Right-size resource requests — Set CPU and memory requests to approximately P95 of actual usage, plus a small buffer (10–20%)
Use Vertical Pod Autoscaler (VPA) — VPA in recommendation mode automatically suggests right-sized requests based on observed usage
Set resource limits — Prevents single workloads from consuming unbounded resources, improving overall cluster density
Schedule requests reviews — Make resource request tuning a quarterly engineering task

✦ Tip

A common target is to get CPU utilisation to 60–70% of requests. This gives sufficient headroom for traffic spikes while avoiding large waste.

Type 2 — Unallocated node capacity

What it is: Node capacity that no pod has claimed.

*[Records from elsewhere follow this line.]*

PR #77, opened 2021-07-15
Add js unit tests

JeanPaiva:
This PR adds JS unit tests and the JS CI action.

### DIFF
--- a/.github/workflows/js-ci.yml
+++ b/.github/workflows/js-ci.yml
@@ -1,0 +1,37 @@
+name: GenerateBlocks JS CI
+
+on:
+  push:
+    branches:
+      - master
+      - 'release/**'
+  pull_request:
+    branches:
+      - master
+      - 'release/**'
+
+jobs:
+  build:
+
+    runs-on: ubuntu-latest
+
+    steps:
+      - uses: actions/checkout@v2
+
+      - name: Check node_modules cache
+        id: npm-cache
+        uses: actions/cache@v2
+        with:
+          path: node_modules
+          key: ${{ runner.os }}-modules-${{ hashFiles('**/package.json') }}
+          restore-keys: |
+            ${{ runner.os }}-modules-
+      - name: NPM install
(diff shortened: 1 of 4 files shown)


package.json
```diff
@@ -22,28 +22,21 @@
 		"dompurify": "^2.2.8"
 	},
 	"devDependencies": {
-		"@wordpress/api-fetch": "^5.0.0",
```
tomusborne, line 25: Any reason to remove all of these? They weren't necessary before but it seems like `wp-scripts` changed at some point and now requires that we install each one we need.

package.json
```diff
@@ -22,28 +22,30 @@
...
+	  	"@wordpress/components": "^14.0.0",
+	  	"@wordpress/compose": "^4.0.0",
+	 	"@wordpress/data": "^5.0.0",
+	  	"@wordpress/element": "^3.0.0",
+	 	"@wordpress/hooks": "^3.0.0",
+	  	"@wordpress/i18n": "^4.0.0",
+	 	"@wordpress/rich-text": "^4.0.0",
+	  	"@wordpress/scripts": "^16.0.0",
+		"enzyme": "^3.11.0",
+		"grunt": "^1.2.1",
```
tomusborne, line 37: Did we need to downgrade this from 2.0.0? Same with other grunt packages?

JeanPaiva: Mine rebase messed up. I started this branch from master and switched later. I'll re-do my rebase and should fix all these issues.

tomusborne (approved):

.github/workflows/js-ci.yml
```diff
@@ -0,0 +1,37 @@
+name: GenerateBlocks JS CI
+
+on:
+  push:
+    branches:
+      - master
+      - 'release/**'
```
tomusborne, line 7: GitHub is no longer letting me put `/` in the branch name - it gets converted to `-`.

Even if every pod on a node uses exactly what it requests, nodes are never 100% schedulable — the Kubernetes system reserves capacity for OS processes, kubelet, and system pods. Beyond that, if your node pool has more total capacity than your workloads need, the excess is permanently idle.

Common causes:

Static node pools — A fixed number of nodes regardless of actual load
Overprovisioned node types — Using large instance types when smaller ones would suffice
Cluster autoscaler lag — Nodes provisioned for a peak that has since passed, but not yet scaled down
Bin-packing inefficiency — Pod scheduling leaves gaps that are too small for any queued pod

How to identify it

In CostPilot:

Go to Dashboard → look at the Idle cost breakdown
Hover over the idle cost card to see the split between overprovisioned (Type 1) and unallocated (Type 2) waste

Alternatively, the Node Health insight category specifically reports on nodes with chronically low utilisation.

How to reduce it

Enable Cluster Autoscaler — Automatically adds nodes when pods are pending and removes them when utilisation is low
Right-size node pools — Use multiple node pools with different instance types to better match workload profiles (CPU-optimised, memory-optimised)
Use spot instances — For workloads that can tolerate interruption, spot nodes reduce the cost of idle capacity significantly
Tune bin-packing — Set Kubernetes scheduler policies to pack pods more tightly onto fewer nodes
Pod disruption budgets — Allow the autoscaler to evict pods and scale down nodes more aggressively

Comparing the two types

	Overprovisioned	Unallocated
Cause	Pod requests > actual usage	Node capacity > pod requests
Fix	Right-size resource requests	Right-size or autoscale node pool
Tooling	VPA recommendations	Cluster Autoscaler
Urgency	High (large cumulative waste)	High (pure unused cost)

A note on headroom

Some idle cost is intentional and healthy. A cluster with zero idle capacity has no room to absorb traffic spikes or schedule new pods — you’ll hit resource exhaustion under load. A reasonable target is:

10–15% CPU headroom above current pod requests
15–20% memory headroom above current pod requests (memory is less elastic than CPU)

CostPilot’s efficiency scoring accounts for this — an efficiency of 80–85% is excellent, not a problem.

ℹ Note

CostPilot calculates idle cost using a 2-hour rolling average of pod requests vs. node capacity, smoothing out short-term scheduling noise.